[Stored data entries]
[Start of section]

PR #3419, opened 2022-06-23
[@xstate/react/useSpawn @xstate/vue/useSpawn] feat: spawn with option in useSpawn

cy-98:
Spawn behavior with options. 
Can find this actor with id.

```tsx
    const Test = () => {
      const actor = useSpawn(bahavior, {
        id: 'optionID'
      });

      return (
        <>
          <div data-testid="actor-id">{actor.id}</div>
        </>
      );
    };
```

### DIFF
--- a/packages/xstate-react/src/useSpawn.ts
+++ b/packages/xstate-react/src/useSpawn.ts
@@ -1,5 +1,10 @@
-import { ActorRef, Behavior, EventObject } from 'xstate';
-import { spawnBehavior } from 'xstate';
+import {
+  ActorRef,
+  Behavior,
+  EventObject,
+  spawnBehavior,
+  SpawnBehaviorOptions
+} from 'xstate';
 import useConstant from './useConstant';
 
 /**
@@ -10,10 +15,11 @@ import useConstant from './useConstant';
  * @returns An ActorRef with the specified `behavior`
  */
 export function useSpawn<TState, TEvent extends EventObject>(
-  behavior: Behavior<TEvent, TState>
+  behavior: Behavior<TEvent, TState>,
+  options?: SpawnBehaviorOptions
 ): ActorRef<TEvent, TState> {
   const actorRef = useConstant(() => {
-    return spawnBehavior(behavior);
+    return spawnBehavior(behavior, options);
   });
 
   return actorRef;
--- a/packages/core/src/behaviors.ts
+++ b/packages/core/src/behaviors.ts
@@ -100,7 +100,7 @@ export function fromPromise<T>(
   };
 }
 
-interface SpawnBehaviorOptions {
+export interface SpawnBehaviorOptions {
   id?: string;
   parent?: ActorRef<any>;
 }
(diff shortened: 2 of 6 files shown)


cy-98:
> Out of curiosity - could you describe what kind of use cases does `useSpawn` satisfy for you?

I have a machine which forward message to other actor. Some of actors are very simple spawn form simmple behavior.

Andarist:
Could you prepare a simple codesandbox demonstrating the pattern? I'm wondering how exactly you have wired things up. It's mostly interesting from my point of view cause `useSpawn` is sort of starting/managing/stopping an actor and I wonder why do you make this React's concern here and not let XState manage this using regular `spawn`.

cy-98:
> Could you prepare a simple codesandbox demonstrating the pattern? I'm wondering how exactly you have wired things up. It's mostly interesting from my point of view cause `useSpawn` is sort of starting/managing/stopping an actor and I wonder why do you make this React's concern here and not let XState manage this using regular `spawn`.

codesandbox: https://codesandbox.io/s/elegant-hodgkin-19vx3q?file=/src/index.tsx
you also can check this repo: https://github.com/cy-98/xstate-full-module

In this case, I want find a actor with special ID.

cy-98:
> > Could you prepare a simple codesandbox demonstrating the pattern? I'm wondering how exactly you have wired things up. It's mostly interesting from my point of view cause `useSpawn` is sort of starting/managing/stopping an actor and I wonder why do you make this React's concern here and not let XState manage this using regular `spawn`.
> 
> codesandbox: https://codesandbox.io/s/elegant-hodgkin-19vx3q?file=/src/index.tsx you also can check this repo: https://github.com/cy-98/xstate-full-module
> 
> In this case, I want find a actor with special ID.

Updated.
Actually I want make a actors system that, remote components can registry an actor and other find it easy. A little bit like RPC

cy-98:
@Andarist Is it can be merged ?

packages/xstate-react/src/useSpawn.ts
```diff
@@ -10,10 +15,11 @@ import useConstant from './useConstant';
  * @returns An ActorRef with the specified `behavior`
  */
 export function useSpawn<TState, TEvent extends EventObject>(
-  behavior: Behavior<TEvent, TState>
+  behavior: Behavior<TEvent, TState>,
+  options?: SpawnBehaviorOptions
```
Andarist, line 19: Currently, this allows `parent` to be passed as part of the `options` but I think that this shouldn't be allowed. Thoughts?

cy-98: Got it.
I disagree. `Spawn` has it own interface, but disabled by a simple hook.
Now I must make another custom hook.

Andarist: I'm hesitant about allowing `parent` here because within the current system all children should be linked to their parents. It's easy to achieve that when only the parent itself can spawn an "attached" child. Allowing `parent` here would allow bypassing that and potentially leading to bizarre/corrupted states.

I have no problem with allowing the `id` option here. I would just treat `useSpawn` as always spawning a "root" actor.

davidkpiano:
Thank you for the PR. `useSpawn` is removed in v5; instead, actors should be created directly.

[End of section]

For the word "regular", show every line of the entries that holds it.

→ **Problem solution**
Could you prepare a simple codesandbox demonstrating the pattern? I'm wondering how exactly you have wired things up. It's mostly interesting from my point of view cause `useSpawn` is sort of starting/managing/stopping an actor and I wonder why do you make this React's concern here and not let XState manage this using regular `spawn`.
> Could you prepare a simple codesandbox demonstrating the pattern? I'm wondering how exactly you have wired things up. It's mostly interesting from my point of view cause `useSpawn` is sort of starting/managing/stopping an actor and I wonder why do you make this React's concern here and not let XState manage this using regular `spawn`.
> > Could you prepare a simple codesandbox demonstrating the pattern? I'm wondering how exactly you have wired things up. It's mostly interesting from my point of view cause `useSpawn` is sort of starting/managing/stopping an actor and I wonder why do you make this React's concern here and not let XState manage this using regular `spawn`.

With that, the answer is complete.